POWELL: Well, I wrote a letter supporting Senator McCain’s amendment. And the day the letter hit, the Senate voted on it and they passed that amendment 90-9. And I think that’s a pretty strong statement on the part of the Senate. And I hope the House responds accordingly.

All that amendment asks for is for American soldiers to follow the Army Field Manual. The field manual contains our doctrine and the way we’re supposed to behave. It’s our doctrine.

(CROSSTALK) POWELL: I have no idea why they would be against it, but the president is against it and the administration is against it because they think it will constrain them in some ways with respect to, I guess, interrogation of detainees.

But we have such a problem in this regard that I think it’s important that the Congress take a stand on this. Congress, under the Constitution, Article I, Section 8, is the body that makes laws and regulations governing the armed forces. They’re not telling the administration what to put in this field manual.
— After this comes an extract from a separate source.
PR #522, opened 2026-02-03
fix: show bell sections in Universal Editor

### LINKED ISSUE #521: Bell notification sections hidden in Universal Editor preview panel
**Problem**
After merging the CLS prevention fix for bell notification sections, content is now hidden in the Universal Editor preview panel. Authors can see the Cards block in the layers panel but cannot preview or edit the content visually.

They’re saying, if it’s a field manual and it’s guidance to the troops, what’s wrong with the United States Congress also endorsing that? And so I hope that the amendment does pass either in the defense authorization or the appropriation bill.

Did you hear that, Senators Allard and Inhofe?

QUOTE FOR THE DAY

“Earlier this year, I received notice that my dues for the District of Columbia Bar were delinquent and as a result my ability to practice law in D.C. had been suspended. I immediately sent the dues in to remedy the delinquency. The nonpayment was not intentioned, and I corrected the situation upon receiving the letter.” – Harriet Miers. Ryan Lizza removes the “details-oriented” qualification from the list.

THE AXING OF BARTLETT

I cannot say I’m surprised. Bruce Bartlett is an actual fiscal conservative. He has principles. His loyalty is to his ideas, not to the conservative intelligentsia’s think-tank welfare-state. If I were him, I’d be delighted to be fired for dissent. It’s good publicity for his book; and a sign of his integrity. Memo to Bruce: get a blog. The pressure for herd mentality is less intense when you’re in pajamas in the home office; and you don’t have to hide your contempt for the sell-outs and suck-ups who walk by your office every day.

REYNOLDS NAILS IT: I think Instapundit gets to the core of the Miers problem here:

Despite charges of cronyism, Ms. Miers is not simply the president’s crony, but his lawyer — formerly his personal attorney, and now his presidential attorney. This has already given rise to paranoid theories from the left to the effect that Mr. Bush is trying to protect himself from prosecution growing out of the Plame affair or the Iraq war. These theories are unlikely, not least because Ms. Miers’s current position would probably disqualify her from hearing precisely those kinds of cases. And even if she were not disqualified, there might be doubts about her objectivity that would undermine the court’s reputation.

What if Clinton had appointed David Boies to the court? More to the point: I’m not sure the worries from the paranoid left are entirely misplaced. From all I hear, Miers was hardly unaware of the decision to torture detainees and certainly knows a huge amount about the decision by the White House to upend decades of clarity on the matter. Putting her on the court is one way of keeping her – and what she knows – beyond public scrutiny.